To
illustrate the various levels of data availability obtainable through
Volume Shadowing for OpenVMS, this section provides a representative
sample of hardware configurations.
Configuration of a Shadow Set (One System, One Adapter) through
Configuration of a Shadowed FDDI Multiple-Site Cluster show possible
system configurations for shadow sets. The hardware used to describe
the sample systems, while intended to be representative, is hypothetical;
they should be used only for general observations about availability
and not as a suggestion for any specific configurations or products.
In all the following examples, the shadow set members use
the $allocation-class$ddcu: naming convention. The virtual unit uses the DSAn: format, where n represents a number between 0 and 9999. These naming conventions
are described in more detail in
Creating a Shadow Set.
Configuration of a Shadow Set (One System, One Adapter) shows
one system with one host-based adapter (HBA). The shadow set consists
of three disks. This configuration provides coverage against media
errors and against the failure of one or two disks.

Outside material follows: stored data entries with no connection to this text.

PR #10204, opened 2023-10-17
[DE] Remove `bestätigt` as a translation for `approved` from the ASC

FreezyLemon:
This translation isn't used anywhere in the wiki. `Approved` should just be used as-is.

## Self-check


Walavouchey:
@The-Last-Cookie

Walavouchey:
even if it's not used, are the other translations (ranked, qualified, etc.) used? why is "approved" an edge case?

FreezyLemon:
> even if it's not used, are the other translations (ranked, qualified, etc.) used? why is "approved" an edge case?

`ranked` is mostly used as-is, `gerankt` is an anglicism, not a translation.
An argument could be made for `qualified` and `loved` to also never be translated, but these translations make sense and are understandable. `bestätigt` is technically one correct translation, but I doubt users would understand what a `bestätigte Beatmap` is.

The-Last-Cookie:
@Walavouchey It's currently in debate in the German osu! discord and I will take a closer look at it as soon as I have time.

The-Last-Cookie:
In fact, I do agree that `bestätigt` is not a good translation.

While reading through the discussion, I prepared a list of words that I could *personally* see being used going forward. It was compiled with the suggestions in said discussion as well as my own considerations.

| English | German |
| :-: | :-- |
| graveyard | Friedhof |
| qualified | qualified, qualifiziert |
| pending | ausstehend |
| WIP | WIP, in Arbeit |
| loved | loved, (in der Community) beliebt, (von der Community) gewürdigt/geliebt |
| approved | approved, angenommen, zugelassen |
| ranked | ranked, gerankt, freigegeben |
| unranked | nicht freigegeben, nicht gerankt |

After taking a step back from this, I realise most players are preferring to keep the original words as proper nouns which I am fine with (for the most part at least). I can understand why one would rather use no translation for some of these terms, as there is no real fitting word for these in German that carry over the same meaning and expression (or are just pretty common by now like WIP).

In the end, we need to reach a consensus and if a major part of the community decides to not use what I suggested above, then so be it.

FreezyLemon:
This is way out of scope. Can we keep it to my teeny tiny change for now?

We can change the other translations later, thanks

The-Last-Cookie (approved):
I didn't have the intention to change this PR any further. My intention was to publish my opinion about the topic at hand.

So, my post in the discord still stands for discussion.

FreezyLemon:
Alright, let's move further discussion to Discord.

cl8n (approved):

Figure 2 Configuration of a Shadow Set (One System,
One Adapter)
Configuration of a Shadow Set (One System, Two Adapters) shows
one system with two adapters. In this configuration, each disk in
the shadow set is connected to a different adapter. In addition
to providing coverage against media errors or disk failures, this type
of configuration provides continued access to data in spite of the
failure of either one of the adapters.
Figure 3 Configuration of a Shadow Set (One System,
Two Adapters)
Configuration of a Shadow Set (OpenVMS Cluster, Dual Adapters) shows
two systems, both connected to the same three-member shadow set.
Each shadow set member is connected by dual paths to two adapters.
The shadow set is accessible with either one or both systems operating.
In this configuration, a disk can be on line to only one adapter
at a time. For example, $2$DKA5 is on line (primary path) to System
A. As a result, System B accesses $2$DKA5 by means of the MSCP server
on System A. If System A fails, $2$DKA5 fails over to the adapter
on System B.
Different members of the shadow set can fail over between
adapters independently of each other. The satellite nodes access
the shadow set members by means of the MSCP servers on each system.
Satellites access all disks over primary paths, and failover is
handled automatically.
Figure 4 Configuration of a Shadow Set (OpenVMS Cluster,
Dual Adapters)
Configuration of a Shadow Set (Highly Available OpenVMS Cluster) shows
an OpenVMS Cluster system with two systems connected to multiple
disks. Virtual units DSA1: and DSA2: represent the two shadow sets
and are accessible through either system. This configuration offers
both an availability and a performance advantage. The shadow sets
in this configuration are highly available because the satellite
nodes have access through either system. Thus, if one system fails,
the satellites can access the shadowed disks through the remaining
system.
In addition, this configuration offers a performance advantage
by using another interconnect for I/O traffic that is separate from
the Ethernet. In general, you can expect better I/O throughput from
this type of configuration than from an Ethernet-only OpenVMS Cluster
system.
Figure 5 Configuration of
a Shadow Set (Highly Available OpenVMS Cluster)
Configuration of a Shadow Set (Multiple Star Couplers, Multiple HSJ Controllers) illustrates
how shadowed disks can be located anywhere in an OpenVMS Cluster
system. The figure presents a cluster system with three nodes, multiple
HSJ controllers, and multiple shadow sets that are accessible by
any node. The shadow sets are accessible when three nodes, two nodes,
and, in some cases, only one node is operating. The exception is
if System A and System B fail, leaving only System C running. In this
case, access to the secondary star coupler is lost, preventing access
to the DSA2: shadow set. Note that DSA1: would still be accessible,
but it would be reduced to a one-member shadow set.
Figure 6 Configuration of a Shadow Set (Multiple Star
Couplers, Multiple HSJ Controllers)
Configuration of a Shadowed FDDI Multiple-Site Cluster illustrates how
the FDDI (Fiber Distributed Data Interface) interconnect allows
you to shadow data disks over long distances. Members of each shadow
set are configured between two distinct and widely separated locations
--- a multiple-site OpenVMS Cluster system. The OpenVMS systems
and shadowed disks in both locations function as a single OpenVMS
Cluster system and shadow set configuration. If a failure occurs
at either site, the critical data is still available at the remaining
site.
Figure 7 Configuration of a Shadowed FDDI Multiple-Site
Cluster
Systems other than satellite nodes are unable to boot
from disks that are located remotely across an Ethernet or FDDI
LAN. Therefore, these systems require local access to their system disk.
Note that this restriction limits the ability to create system disk
shadow sets across an FDDI or Ethernet LAN.